Computing p-value vs. constructing confidence interval from sample for proportions Let's say D is a Bernoulli distribution with parameter $\mu = 0.6$ and we want to test whether or not $\mu=0.5$. So,
Null hypothesis: $\mu = 0.5$
Alt hypothesis: $\mu \neq 0.5$.
Suppose we have a sample $X_1,\ldots, X_n \sim D$ for large $n$. Now, my understanding is there are two ways to do the hypothesis test. One approach is to assume the null hypothesis is correct and calculate the probability of seeing $\bar{X}_n$. If the null is correct, then we expect the distribution for the sample mean to be
$$N(0.5, (0.5*0.5)/n)$$
Then we can calculate the p-value. However, equivalently we can construct a confidence interval from our sample and reject the null hypothesis if 0.5 is not in our constructed range.
$$N(\hat{p}, \hat{p}(1-\hat{p})/n)$$
My confusion is, are these two methods really equivalent? Because the variance of the normal distribution would be smaller for the second approach, isn't it possible that you could reject the null hypothesis in the second approach, but fail to reject the null hypothesis in the first approach? Any intuitive explanation for why they are equivalent?
 A: 
My confusion is, are these two methods really equivalent?

No the methods are indeed not equivalent.
Note that there are also many different ways to construct the confidence intervals (and different ways to express hypothesis tests). The use of the parameter estimate $\hat{p}$ in the expression $N(\hat{p}, \hat{p}(1-\hat{p})/n)$ is a simplification and does not give an exact interval.

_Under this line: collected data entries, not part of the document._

PR #7, opened 2022-02-21
Type opa's input and output 

uri-weisman:


evaluator/evaluator_mock.go
```diff
@@ -0,0 +1,65 @@
+// Code generated by mockery v2.10.0. DO NOT EDIT.
```
uri-weisman, line 1: I've used [https://github.com/vektra/mockery](mockery) to generate this mock, it's a very handy tool.
I'll open a task to generate mocks for all files as part of the CI process/ pre-commit.

beater/cloudbeat.go
```diff
@@ -61,7 +61,7 @@ func New(b *beat.Beat, cfg *common.Config) (beat.Beater, error) {
 		return nil, err
 	}
 
-	evaluator, err := opa.NewEvaluator(ctx)
+	evaluator, err := evaluator.NewOpaEvaluator(ctx)
```
ofiriro3, line 64: Awesome !

transformer/events_creator.go
```diff
@@ -55,14 +53,14 @@ func (c *Transformer) processEachResource(results []fetchers.FetchedResource, me
 
 func (c *Transformer) createBeatEvents(policyResource fetchers.FetchedResource, metadata ResourceMetadata) error {
```
ofiriro3, line 54: rename policyResource

transformer/events_creator.go
```diff
@@ -7,28 +7,26 @@ import (
...
+	"github.com/elastic/cloudbeat/evaluator"
 	"github.com/elastic/cloudbeat/resources"
 	"github.com/elastic/cloudbeat/resources/fetchers"
-	"github.com/mitchellh/mapstructure"
 	"time"
 )
 
-type CB func(ctx context.Context, input interface{}) (interface{}, error)
-
 type Transformer struct {
```
ofiriro3, line 16: Not for this PR.
But I am wondering if the name "Transformer" is right for this class.
It seems that this struct is responsible for the lioness part of the pipeline.
Evaluating against the evaluator and decoding the data.
So actually it is the data processor as far as I understand. 

Just a point to think about

uri-weisman: Thought about it as well, `processor` is taken but some variation might be good as well.

transformer/events_creator.go
uri-weisman: Done

transformer/events_creator_test.go
```diff
@@ -41,61 +48,113 @@ var fetcherResult = fetchers.FileSystemResource{
...
 
-	m.Run()
+func (s *EventsCreatorTestSuite) SetupTest() {
+	s.mockedEvaluator = evaluator.MockedEvaluator{}
 }
 
-func TestTransformer_ProcessAggregatedResources(t *testing.T) {
-	tests := []testAttr{
+func (s *EventsCreatorTestSuite) TestTransformer_ProcessAggregatedResources() {
+	var tests = []testAttr{
```
ofiriro3, line 77: I am less admirer of this practice although that's what Go recommended.

I like it better to have multiple tests with different names that describe what the test tries to test, but your code is totally legit.

I feel that here the test cases are not testing the same exact thing, so I would expect here to see three tests.

But again - it's just a personal flavor - your code is totally legit.

ofiriro3: I would have extracted it to another variable at least, just for the sake of readability - but again - my personal flavor.

ofiriro3 (approved):

PR #8, opened 2022-02-21
set Default Leader Value to be true

oren-zohar:
- set default lease value to true 
- improve CI to fetch finding by type
_____

- Closes: https://github.com/elastic/security-team/issues/3131


DaveSys911 (commented):
@oren-zohar The `DefaultLeaderValue = true` as the fallback option can result in unexpected behavior.  Could you elaborate on what were u trying to accomplish?

oren-zohar:
> The DefaultLeaderValue = true as the fallback option can result in unexpected behavior. Could you elaborate on what were u trying to accomplish?

@DaveSys911 Current behavior is that when it can't get the lease info it will not fetch `kube-api` data at all.  We would like it to fetch the data in that case. What unexpected behavior are you expecting?

deploy/k8s/cloudbeat-ds.yaml
```diff
@@ -210,48 +209,48 @@ metadata:
...
-  - ""
-  resources:
-  - nodes/stats
-  verbs:
-  - get
-- nonResourceURLs:
-  - "/metrics"
-  verbs:
-  - get
+  - apiGroups: [""]
```
amirbenun, line 212: indentation in this entire block doesn't seem right

resources/conditions/kube_lease.go
```diff
@@ -14,6 +14,7 @@ import (
 const (
 	PodNameEnvar           = "POD_NAME"
 	DefaultLeaderLeaseName = "elastic-agent-cluster-leader"
+	DefaultLeaderValue     = true
```
amirbenun, line 17: It seems like the default value here may remain false.
If we create the cluster properly with `cloudbeat-ds.yaml` the entire flow should work as expected without fallbacks.
Did I miss anything?
If that's the case, let's rename the ticket to a more indicative name.

amirbenun (commented):
Great progress!

DaveSys911:
@oren-zohar

The same scenarios we are trying to address with leader election and  limit that fetcher to only one pod:
1. It can ddos the k8s API server, making it unavailable 
2. Generate costs by increasing the compute  on the k8s cluster or generating extra redundant data shipped to ELK

I think it's better for the CI to fail if the leader election mechanism is broken, then a default true fallback. 
Another point worth considering is that the agent has its own leader election mechanism, worth checking how other beats are consuming that while running inside the agent.(exp metricbeat).

Anyways, the CI looks fine to me so approving on my end.

DaveSys911 (approved):
Approved.
Please consider the leader election comments.

deploy/k8s/cloudbeat-ds.yaml
oren-zohar: automated formatting. should be ok

resources/conditions/kube_lease.go
oren-zohar: reverting back to true, still keeping the changes so it'll make it easy for us to change default value locally

PR #18, opened 2022-03-07
Post merge checks

oren-zohar:
- Post Merge checks:
  - Go report badge
  - Go coverage badge


.github/workflows/cloudbeat-ci.yml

The justification is that $\hat{p}(1-\hat{p})$ and $p(1-p)$ do not differ much when the sample size is large enough.
See more on the Wikipedia page about different ways to construct confidence intervals for the binomial proportion.

*

*The interval based on $N(\hat{p}, \hat{p}(1-\hat{p})/n)$ corresponds to the Wald interval. (the hypothesis test that corresponds to this interval is the Wald test)

*The expression $N(0.5, (0.5*0.5)/n)$ is more related to the Wilson score interval.

See also Confidence interval / p-value duality: don't they use different distributions? in which the examples in the answer by Demetri Pananos and in some of the comments relate to the binomial proportion.
A: A confidence interval based on normal approximation for the Bernoulli where $\hat p(1−\hat p)$ (by the way $\hat p=\bar X_n$) is plugged in for the variance estimator involves two approximations (one by the Central Limit Theorem, the other by variance estimation) and is therefore not equivalent to a test that does not involve variance estimation.
There are confidence intervals for the Bernoulli that don't estimate the variance either though, see https://en.wikipedia.org/wiki/Binomial_proportion_confidence_interval.
I believe that the Wilson score interval explained there will, by checking whether 0.5 is in it, give you a test equivalent to the one you discuss, i.e., with normal approximation but without estimating the variance (assuming that the test is two-sided).